Book Read Free

The Translator

Page 9

by John Crowley


  It seemed like an invitation. He took his overcoat from the back of the chair, and his case, and went out and down the stairs, she following his long stride.

  “So why were you looking at them, those old magazines?” she asked. “Why do they interest you?”

  He shrugged, which didn’t seem to suggest he didn’t know. “To live in any world—in any country—you must know the dreams.”

  “Not everybody dreams of a new refrigerator.”

  “I think in this way,” he said. “Here as in Soviet Union you are promised a better future. Have always been promised. A bright future. After a time this future grows old, and has no power to come about. Yet promise is not forgotten. Stalin famously said long ago: Life is getting better, more cheerful. Then came purges, then fear, then war.”

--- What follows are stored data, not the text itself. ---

PR #84, opened 2023-06-29
Allow Unicode struct (field) names and column names

Aflynn50:
Change the parser to cycle through the input by rune rather than by byte. Go allows certain Unicode characters to be used in struct names and SQLite allows them to be used in column names, therefore we should allow them in these places too.

Also update the column and struct tag parser to accept column names in quotes, since this is also allowed in SQLite.

The logic of the parser has been kept unchanged when possible.

### DIFF
--- a/internal/expr/expr_test.go
+++ b/internal/expr/expr_test.go
@@ -668,11 +668,6 @@ func (s *ExprSuite) TestValidQuery(c *C) {
 		[]any{Person{ID: 666}, StringMap{"street": "Highway to Hell"}},
 		[]any{sql.Named("sqlair_0", "Highway to Hell"), sql.Named("sqlair_1", 666)},
 	}, {
-		"SELECT foo FROM t WHERE x = $StringMap.street, y = $Person.id",
-		[]any{Person{}, StringMap{}},
-		[]any{Person{ID: 666}, StringMap{"street": "Highway to Hell"}},
-		[]any{sql.Named("sqlair_0", "Highway to Hell"), sql.Named("sqlair_1", 666)},
-	}, {
 		"SELECT FROM person WHERE id = $Unicode我Struct.საფოსტო",
 		[]any{Unicode我Struct{}},
 		[]any{Unicode我Struct{X人: 30}},
--- a/internal/expr/expr_test.go
+++ b/internal/expr/expr_test.go
@@ -39,11 +39,24 @@ type HardMaths struct {
 	Coef int `db:"coef"`
 }
 
+type QuotedColumnNames struct {
+	Ex int `db:"\"!!!\""`
+	Qu int `db:"'???'"`
+}
+
 type M map[string]any
+
+type lowerCaseMap map[string]any
 
 type IntMap map[string]int
 
 type StringMap map[string]string
+
+type Unicode我Struct struct {
+	X人 int    `db:"საფოსტო"`
+	X我 int    `db:"住所"`
+	X这 string `db:"鑑別"`
+}
 
 var tests = []struct {
 	summary          string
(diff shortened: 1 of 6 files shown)


benhoyt:
This looks very reasonable to me. At first I wondered why the lexer/parser itself needed to understand Unicode, but yeah, I don't see any way around it given that we're skipping/parsing Go struct names and the like.

Interestingly, ages ago I switched GoAWK's lexer the other way for performance reasons, from `rune` to `[]byte`, as the AWK grammar doesn't support Unicode identifiers (you can still use Unicode/UTF-8 fine in string literals and comments though, but there it's just skipping over the bytes till it reaches `"` or end of line.) See [here](https://github.com/benhoyt/goawk/commit/0fa32f929b27bc55bcb8d68507853f1083d8ae02) and [here](https://github.com/benhoyt/goawk/commit/43af0cbd2f7b19273b58a75bf0fab20f91a755bf).

Nit: "Compatablilty" is spelt wrong in the PR title. Might be better to have a more explicit title in any case, maybe "Allow Unicode struct (field) names and column names".

internal/expr/parser.go
```diff
@@ -244,32 +275,35 @@ func (p *Parser) skipStringLiteral() (bool, error) {
...
-// end of the string is reached and no matching byte was found, it returns
+// end of the string is reached and no matching char was found, it returns
 // false.
-func (p *Parser) skipByteFind(b byte) bool {
-	for i := p.pos; i < len(p.input); i++ {
-		if p.input[i] == b {
-			p.pos = i + 1
+func (p *Parser) skipCharFind(c rune) bool {
+	cp := p.save()
+	for p.pos < len(p.input) {
```
letFunny, line 298: An idea very open to discussion: what if we make nextChar return a bool and check that in the loops, that way we abstract the fact that we are actually reading from `p.input` at `p.pos`. 

I see that it is used in a lot of places in the code, so if it makes it more complex, I am not sure it would be worth it.

internal/expr/parser.go
```diff
@@ -297,41 +331,16 @@ func (p *Parser) skipBlanks() bool {
 func (p *Parser) skipString(s string) bool {
 	if p.pos+len(s) <= len(p.input) &&
 		strings.EqualFold(p.input[p.pos:p.pos+len(s)], s) {
+		// Manually advance the parser to the end of the string.
 		p.pos += len(s)
+		var size int
+		p.char, size = utf8.DecodeRuneInString(p.input[p.pos:])
+		p.nextPos = p.pos + size
```
letFunny, line 337: Can we instead call p.nextChar() or is there a reason not to?

internal/expr/parser.go
```diff
@@ -344,36 +353,72 @@ func (p *Parser) skipName() bool {
...
+// followed by letters, digits and underscores. This matches the allowed
+// characters in Go type names.
 func (p *Parser) parseIdentifier() (string, bool) {
 	mark := p.pos
-	if p.skipName() {
+
+	if unicode.IsLetter(p.char) || p.char == '_' {
+		p.nextChar()
+		for p.pos < len(p.input) && (unicode.IsLetter(p.char) ||
+			unicode.IsDigit(p.char) || p.char == '_') {
```
letFunny, line 372: [Nit] I think it is clearer if we keep all the statement in one line even if it is long because it improves readability.

internal/expr/parser.go
```diff
@@ -344,36 +353,72 @@ func (p *Parser) skipName() bool {
...
+	mark := p.pos
+
+	if ok, err := p.skipStringLiteral(); err != nil {
+		return "", false, err
+	} else if ok {
+		return p.input[mark:p.pos], true, nil
+	}
+
+	for p.pos < len(p.input) && (unicode.IsLetter(p.char) ||
+		unicode.IsDigit(p.char) || p.char == '_') {
```
letFunny, line 398: [Nit] Keep condition in one line for readability, same as above.

internal/expr/typeinfo.go
```diff
@@ -159,34 +158,33 @@ func generateTypeInfo(t reflect.Type) (typeInfo, error) {
...
 	}
 
-	name := options[0]
+	name := strings.TrimSpace(options[0])
 	if len(name) == 0 {
 		return "", false, fmt.Errorf("empty db tag")
 	}
 
-	if !validColNameRx.MatchString(name) {
+	var p = NewParser()
```
letFunny, line 221: [Nit] Change `var` to `:=p .

internal/expr/typeinfo.go
```diff
@@ -159,34 +158,33 @@ func generateTypeInfo(t reflect.Type) (typeInfo, error) {
...
+	p.init(name)
+	if col, ok, err := p.parseColumnName(); err != nil {
```
letFunny, line 223: Really good idea!

internal/expr/parser.go
letFunny: Additionally, does it make sense to also return the char itself? which would simplify some of the code

internal/expr/expr_test.go
```diff
@@ -618,6 +667,16 @@ func (s *ExprSuite) TestValidQuery(c *C) {
 		[]any{Person{}, StringMap{}},
 		[]any{Person{ID: 666}, StringMap{"street": "Highway to Hell"}},
 		[]any{sql.Named("sqlair_0", "Highway to Hell"), sql.Named("sqlair_1", 666)},
+	}, {
+		"SELECT foo FROM t WHERE x = $StringMap.street, y = $Person.id",
+		[]any{Person{}, StringMap{}},
+		[]any{Person{ID: 666}, StringMap{"street": "Highway to Hell"}},
+		[]any{sql.Named("sqlair_0", "Highway to Hell"), sql.Named("sqlair_1", 666)},
```
letFunny: What is this test testing?

letFunny (commented):
Looking good, left a few comments, most of them minor

internal/expr/expr_test.go
Aflynn50: Looks like a duplicate test added by mistake. Removed.

niemeyer (changes requested):
Sorry for being the source of bad news, but can we please not go there just yet?  We have lots of issues to address and logic to improve, but SQL+Go code using non-ASCII chars in their type names and field names is not one of them right now.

  The library was closing. They went out under the rotunda with the last stragglers and into the night, which seemed warmer than it ought to be, a sudden warmth, a promise.

  “So promises are not fulfilled,” he said. “But they remain, they can be found. And there remains caught in them the happiness they promised. This precious thing.”

  Happiness. She was silent beside him, her feet falling alongside his, knowing she hadn’t understood.

  “So,” he said, as though he had made himself clear. He had stopped beneath a tall lamp by the path, and drew out a cigarette and lit it with a wooden match. She caught a whiff of its odor, mingled with March night air. He had not bade her good night, so she walked beside him when he set off again.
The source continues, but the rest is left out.